== YOUR OBJECTIVE ==
Reproduce the full listing without a single change.

== THE INPUT ==
PR #1131, opened 2026-09-03
[APO-717] Feature: expose enable_post_merge_pr_comments on env0_organization_policy

yarivg:

Linear: [APO-717](https://linear.app/env-zero/issue/APO-717)

`enablePostMergePrComments` is a new organization policy on the env0 API: after a PR is merged, env0 comments on it for each environment whose deployment is waiting for approval or failed. The provider does not expose it, so an organization that manages its policies in Terraform cannot turn it on, and a plan would drift against it.

### Solution

Adds `enable_post_merge_pr_comments` (Boolean, optional, defaults to `false`) to `env0_organization_policy`, plus the matching fields on the client `Organization` and `OrganizationPolicyUpdatePayload`. Docs regenerated with `./generate-docs.sh`.

The API rejects enabling it together with the organization's Disable PR Comments policy (that one is not exposed by the provider), so the description says so and the error surfaces from the API.

Covered by the existing `TestUnitOrganizationPolicyResource` create/update/delete flow, extended with the new attribute:

```
go test ./env0/ -run TestUnitOrganizationPolicyResource -count=1   # ok
```

### DIFF
--- a/client/organization.go
+++ b/client/organization.go
@@ -15,6 +15,7 @@ type Organization struct {
 	EnableOidc                          bool    `json:"enableOidc"`
 	EnforcePrCommenterPermissions       bool    `json:"enforcePrCommenterPermissions"`
 	AllowMergeableBypassForPrApply      bool    `json:"allowMergeableBypassForPrApply"`
+	EnablePostMergePrComments           bool    `json:"enablePostMergePrComments"`
 	Description                         string  `json:"description"`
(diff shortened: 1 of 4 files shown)


yarivg:
Closing unmerged. Direction changed on the env0 side: the feature this policy gated is being implemented through the merge commit's check instead of a post-merge PR comment, so `enablePostMergePrComments` is being removed from the API rather than kept. Nothing for the provider to expose.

== ANSWER TO THE EXERCISE ==
PR #1131, opened 2026-09-03
[APO-717] Feature: expose enable_post_merge_pr_comments on env0_organization_policy

yarivg:

Linear: [APO-717](https://linear.app/env-zero/issue/APO-717)

`enablePostMergePrComments` is a new organization policy on the env0 API: after a PR is merged, env0 comments on it for each environment whose deployment is waiting for approval or failed. The provider does not expose it, so an organization that manages its policies in Terraform cannot turn it on, and a plan would drift against it.

### Solution

Adds `enable_post_merge_pr_comments` (Boolean, optional, defaults to `false`) to `env0_organization_policy`, plus the matching fields on the client `Organization` and `OrganizationPolicyUpdatePayload`. Docs regenerated with `./generate-docs.sh`.

The API rejects enabling it together with the organization's Disable PR Comments policy (that one is not exposed by the provider), so the description says so and the error surfaces from the API.

Covered by the existing `TestUnitOrganizationPolicyResource` create/update/delete flow, extended with the new attribute:

```
go test ./env0/ -run TestUnitOrganizationPolicyResource -count=1   # ok
```

### DIFF
--- a/client/organization.go
+++ b/client/organization.go
@@ -15,6 +15,7 @@ type Organization struct {
 	EnableOidc                          bool    `json:"enableOidc"`
 	EnforcePrCommenterPermissions       bool    `json:"enforcePrCommenterPermissions"`
 	AllowMergeableBypassForPrApply      bool    `json:"allowMergeableBypassForPrApply"`
+	EnablePostMergePrComments           bool    `json:"enablePostMergePrComments"`
 	Description                         string  `json:"description"`
(diff shortened: 1 of 4 files shown)


yarivg:
Closing unmerged. Direction changed on the env0 side: the feature this policy gated is being implemented through the merge commit's check instead of a post-merge PR comment, so `enablePostMergePrComments` is being removed from the API rather than kept. Nothing for the provider to expose.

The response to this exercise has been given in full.